Retyping all the entries exactly is the whole task.
^^^^^^^^^^^^^^^^
PR #921, opened 2023-02-28
feat(state_update): make new root optional

### LINKED ISSUE #919: Support pending state updates without `new_root` property
Due to performance reasons (they seem to have a bottleneck in computing the new state root for pending state updates) Starkware will remove `new_root` from pending state updates.

We should make that field optional so that a future upgrade that removes it from the feeder gateway response won't break syncing.

CHr15F0x:
Fixes #919

### DIFF
--- a/crates/gateway-client/src/lib.rs
+++ b/crates/gateway-client/src/lib.rs
@@ -1148,16 +1148,14 @@ mod tests {
 
     mod state_update_matches_by_hash_on {
         use super::{
-            reply::{
-                state_update::{DeployedContract, StorageDiff},
-                StateUpdate,
-            },
+            reply::state_update::{DeployedContract, StorageDiff},
             *,
         };
         use pathfinder_common::{
             felt, test_utils::metrics::RecorderGuard, ContractAddress, StateCommitment,
         };
         use pretty_assertions::assert_eq;
+        use starknet_gateway_types::reply::MaybePendingStateUpdate;
         use std::collections::{BTreeSet, HashMap};
 
         #[derive(Clone, Debug, PartialEq, Eq)]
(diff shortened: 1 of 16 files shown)


crates/pathfinder/src/state/sync.rs
```diff
@@ -345,32 +345,34 @@ where
...
+                            let (new_storage_commitment, new_class_commitment) = update_starknet_state(&tx, &state_update).context("Updating Starknet state")?;
+                            let new_root = StateCommitment::calculate(new_storage_commitment, new_class_commitment);
+                            tx.rollback()?;
+                            anyhow::Result::<StateCommitment>::Ok(new_root)
+                        }).context("Calculate pending state root")?;
+
+                        match new_root == expected_new_root {
+                            true => {
+                                pending_data.set(block, state_update).await;
+                                tracing::debug!("Updated pending data");
```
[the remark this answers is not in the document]
kkovaacs: Also, I think we should just remove the check if `new_root` matches the expected value. Care should be taken though so that we download classes even if there's no `new_root`...

crates/storage/src/types.rs
```diff
@@ -28,7 +28,9 @@ pub struct StateUpdate {
     /// None for `pending`
     #[serde(default)]
     pub block_hash: Option<StarknetBlockHash>,
-    pub new_root: StateCommitment,
+    /// None for `pending`
+    #[serde(default)]
+    pub new_root: Option<StateCommitment>,
```
kkovaacs, line 33: This is probably the simplest way to implement this, _but_: pending state updates don't make it to the DB, so it would be great if we could keep `new_root` non-optional here. That way it would be explicit that state updates read from the storage _do_ have `new_root`...

crates/pathfinder/src/state/sync.rs
```diff
@@ -345,32 +345,34 @@ where
...
+                            let tx = db_conn
+                                .transaction_with_behavior(TransactionBehavior::Immediate)
+                                .context("Create database transaction")?;
+                            let (new_storage_commitment, new_class_commitment) = update_starknet_state(&tx, &state_update).context("Updating Starknet state")?;
+                            let new_root = StateCommitment::calculate(new_storage_commitment, new_class_commitment);
+                            tx.rollback()?;
+                            anyhow::Result::<StateCommitment>::Ok(new_root)
+                        }).context("Calculate pending state root")?;
+
+                        match new_root == expected_new_root {
```
sergey-melnychuk, line 362: nitpick: why `match { true => , false => }` instead of just `if {} else {}`?

crates/storage/src/types.rs
sergey-melnychuk: Yep, the `new_root` is `required` according to the spec: https://github.com/starkware-libs/starknet-specs/blob/master/api/starknet_api_openrpc.json#L917

sergey-melnychuk (commented):
LGTM % comments from @kkovaacs

crates/gateway-client/src/lib.rs
```diff
@@ -1762,6 +1762,7 @@ mod tests {
         use pretty_assertions::assert_eq;
         use std::future::Future;
 
+        #[ignore = "reason"]
```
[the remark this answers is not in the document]
CHr15F0x: Temporarily ignored a test and forgot to unignore it. :+1:

crates/pathfinder/src/state/sync.rs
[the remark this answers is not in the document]
CHr15F0x: :face_exhaling: ehh I was too fast and didn't notice it's inside the block, will fix it

crates/pathfinder/src/state/sync.rs
CHr15F0x: No idea, would have to git blame and ask the original author :)

crates/storage/src/types.rs
CHr15F0x: Nice catch (in storage). Will fix it.

crates/gateway-types/src/reply.rs
```diff
@@ -642,17 +642,54 @@ pub mod transaction {
     }
 }
 
-/// Used to deserialize replies to StarkNet state update requests.
+#[derive(Clone, Debug, Deserialize, PartialEq, Eq)]
+#[serde(untagged)]
+pub enum MaybePendingStateUpdate {
```
kkovaacs, line 647: It wasn't quite clear to me what's discriminating the two variants here (`StateUpdate` _always_ has a `block_hash`) -- maybe it would be worth adding a comment about this?

kkovaacs (approved):
Apart from that minor nit this LGTM.

Thanks @CHr15F0x!

sergey-melnychuk (approved):
LGTM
^^^^^^^^^^^^^^^^
### Result of this exercise
PR #921, opened 2023-02-28
feat(state_update): make new root optional

### LINKED ISSUE #919: Support pending state updates without `new_root` property
Due to performance reasons (they seem to have a bottleneck in computing the new state root for pending state updates) Starkware will remove `new_root` from pending state updates.

We should make that field optional so that a future upgrade that removes it from the feeder gateway response won't break syncing.

CHr15F0x:
Fixes #919

### DIFF
--- a/crates/gateway-client/src/lib.rs
+++ b/crates/gateway-client/src/lib.rs
@@ -1148,16 +1148,14 @@ mod tests {
 
     mod state_update_matches_by_hash_on {
         use super::{
-            reply::{
-                state_update::{DeployedContract, StorageDiff},
-                StateUpdate,
-            },
+            reply::state_update::{DeployedContract, StorageDiff},
             *,
         };
         use pathfinder_common::{
             felt, test_utils::metrics::RecorderGuard, ContractAddress, StateCommitment,
         };
         use pretty_assertions::assert_eq;
+        use starknet_gateway_types::reply::MaybePendingStateUpdate;
         use std::collections::{BTreeSet, HashMap};
 
         #[derive(Clone, Debug, PartialEq, Eq)]
(diff shortened: 1 of 16 files shown)


crates/pathfinder/src/state/sync.rs
```diff
@@ -345,32 +345,34 @@ where
...
+                            let (new_storage_commitment, new_class_commitment) = update_starknet_state(&tx, &state_update).context("Updating Starknet state")?;
+                            let new_root = StateCommitment::calculate(new_storage_commitment, new_class_commitment);
+                            tx.rollback()?;
+                            anyhow::Result::<StateCommitment>::Ok(new_root)
+                        }).context("Calculate pending state root")?;
+
+                        match new_root == expected_new_root {
+                            true => {
+                                pending_data.set(block, state_update).await;
+                                tracing::debug!("Updated pending data");
```
[the remark this answers is not in the document]
kkovaacs: Also, I think we should just remove the check if `new_root` matches the expected value. Care should be taken though so that we download classes even if there's no `new_root`...

crates/storage/src/types.rs
```diff
@@ -28,7 +28,9 @@ pub struct StateUpdate {
     /// None for `pending`
     #[serde(default)]
     pub block_hash: Option<StarknetBlockHash>,
-    pub new_root: StateCommitment,
+    /// None for `pending`
+    #[serde(default)]
+    pub new_root: Option<StateCommitment>,
```
kkovaacs, line 33: This is probably the simplest way to implement this, _but_: pending state updates don't make it to the DB, so it would be great if we could keep `new_root` non-optional here. That way it would be explicit that state updates read from the storage _do_ have `new_root`...

crates/pathfinder/src/state/sync.rs
```diff
@@ -345,32 +345,34 @@ where
...
+                            let tx = db_conn
+                                .transaction_with_behavior(TransactionBehavior::Immediate)
+                                .context("Create database transaction")?;
+                            let (new_storage_commitment, new_class_commitment) = update_starknet_state(&tx, &state_update).context("Updating Starknet state")?;
+                            let new_root = StateCommitment::calculate(new_storage_commitment, new_class_commitment);
+                            tx.rollback()?;
+                            anyhow::Result::<StateCommitment>::Ok(new_root)
+                        }).context("Calculate pending state root")?;
+
+                        match new_root == expected_new_root {
```
sergey-melnychuk, line 362: nitpick: why `match { true => , false => }` instead of just `if {} else {}`?

crates/storage/src/types.rs
sergey-melnychuk: Yep, the `new_root` is `required` according to the spec: https://github.com/starkware-libs/starknet-specs/blob/master/api/starknet_api_openrpc.json#L917

sergey-melnychuk (commented):
LGTM % comments from @kkovaacs

crates/gateway-client/src/lib.rs
```diff
@@ -1762,6 +1762,7 @@ mod tests {
         use pretty_assertions::assert_eq;
         use std::future::Future;
 
+        #[ignore = "reason"]
```
[the remark this answers is not in the document]
CHr15F0x: Temporarily ignored a test and forgot to unignore it. :+1:

crates/pathfinder/src/state/sync.rs
[the remark this answers is not in the document]
CHr15F0x: :face_exhaling: ehh I was too fast and didn't notice it's inside the block, will fix it

crates/pathfinder/src/state/sync.rs
CHr15F0x: No idea, would have to git blame and ask the original author :)

crates/storage/src/types.rs
CHr15F0x: Nice catch (in storage). Will fix it.

crates/gateway-types/src/reply.rs
```diff
@@ -642,17 +642,54 @@ pub mod transaction {
     }
 }
 
-/// Used to deserialize replies to StarkNet state update requests.
+#[derive(Clone, Debug, Deserialize, PartialEq, Eq)]
+#[serde(untagged)]
+pub enum MaybePendingStateUpdate {
```
kkovaacs, line 647: It wasn't quite clear to me what's discriminating the two variants here (`StateUpdate` _always_ has a `block_hash`) -- maybe it would be worth adding a comment about this?

kkovaacs (approved):
Apart from that minor nit this LGTM.

Thanks @CHr15F0x!

sergey-melnychuk (approved):
LGTM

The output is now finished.